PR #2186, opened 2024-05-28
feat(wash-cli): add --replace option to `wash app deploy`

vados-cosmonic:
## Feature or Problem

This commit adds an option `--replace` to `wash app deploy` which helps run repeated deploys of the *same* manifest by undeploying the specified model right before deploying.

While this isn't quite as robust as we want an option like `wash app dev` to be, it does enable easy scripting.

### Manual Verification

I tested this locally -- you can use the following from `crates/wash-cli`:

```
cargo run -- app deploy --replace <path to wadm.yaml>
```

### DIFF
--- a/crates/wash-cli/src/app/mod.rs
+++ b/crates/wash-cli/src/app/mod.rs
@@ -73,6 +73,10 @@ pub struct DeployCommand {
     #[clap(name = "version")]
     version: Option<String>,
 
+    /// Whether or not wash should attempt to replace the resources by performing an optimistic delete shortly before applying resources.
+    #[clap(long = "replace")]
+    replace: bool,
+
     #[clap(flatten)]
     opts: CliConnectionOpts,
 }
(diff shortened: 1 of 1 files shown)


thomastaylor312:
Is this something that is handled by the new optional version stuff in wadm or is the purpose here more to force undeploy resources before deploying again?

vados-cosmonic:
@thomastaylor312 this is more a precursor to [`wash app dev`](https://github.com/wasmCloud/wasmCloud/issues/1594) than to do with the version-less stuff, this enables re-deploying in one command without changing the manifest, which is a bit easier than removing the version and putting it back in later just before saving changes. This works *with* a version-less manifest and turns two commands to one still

==================================================

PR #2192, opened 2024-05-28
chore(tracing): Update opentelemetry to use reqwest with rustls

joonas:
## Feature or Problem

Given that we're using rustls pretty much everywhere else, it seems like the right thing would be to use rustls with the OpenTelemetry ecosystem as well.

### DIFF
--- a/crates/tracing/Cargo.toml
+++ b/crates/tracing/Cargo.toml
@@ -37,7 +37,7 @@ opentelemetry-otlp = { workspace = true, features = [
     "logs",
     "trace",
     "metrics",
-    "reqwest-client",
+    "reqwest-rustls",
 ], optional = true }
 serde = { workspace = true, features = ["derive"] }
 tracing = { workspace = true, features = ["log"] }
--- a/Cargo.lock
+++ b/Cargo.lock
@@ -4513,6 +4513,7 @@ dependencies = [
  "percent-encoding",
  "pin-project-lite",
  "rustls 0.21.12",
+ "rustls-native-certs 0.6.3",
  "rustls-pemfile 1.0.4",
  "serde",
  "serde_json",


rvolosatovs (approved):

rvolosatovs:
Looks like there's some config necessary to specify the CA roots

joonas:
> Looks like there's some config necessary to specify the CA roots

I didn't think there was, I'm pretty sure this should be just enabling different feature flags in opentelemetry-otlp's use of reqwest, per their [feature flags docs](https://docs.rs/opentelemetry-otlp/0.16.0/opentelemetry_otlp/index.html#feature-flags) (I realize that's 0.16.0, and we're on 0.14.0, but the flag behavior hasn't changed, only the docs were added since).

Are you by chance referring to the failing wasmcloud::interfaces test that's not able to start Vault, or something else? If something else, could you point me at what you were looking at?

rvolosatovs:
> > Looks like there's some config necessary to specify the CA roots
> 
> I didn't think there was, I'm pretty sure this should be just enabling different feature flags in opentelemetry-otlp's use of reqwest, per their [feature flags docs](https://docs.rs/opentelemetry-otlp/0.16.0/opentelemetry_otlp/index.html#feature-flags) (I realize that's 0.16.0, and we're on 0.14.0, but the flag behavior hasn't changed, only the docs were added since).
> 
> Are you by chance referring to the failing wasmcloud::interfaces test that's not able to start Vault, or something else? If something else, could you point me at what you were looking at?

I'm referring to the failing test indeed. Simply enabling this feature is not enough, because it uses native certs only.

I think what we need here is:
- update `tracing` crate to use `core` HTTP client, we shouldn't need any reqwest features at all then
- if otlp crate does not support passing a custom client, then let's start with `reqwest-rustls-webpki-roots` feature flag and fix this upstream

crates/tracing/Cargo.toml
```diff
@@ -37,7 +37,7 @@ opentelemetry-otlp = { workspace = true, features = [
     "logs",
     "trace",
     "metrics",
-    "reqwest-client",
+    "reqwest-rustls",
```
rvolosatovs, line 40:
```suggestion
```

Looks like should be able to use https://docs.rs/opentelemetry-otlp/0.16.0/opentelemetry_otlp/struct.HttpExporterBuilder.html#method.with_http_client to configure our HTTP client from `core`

==================================================

**Problem:**
Could you give the number of lines in the data above that contain the string "sure", with no other words?

**Final answer:**
2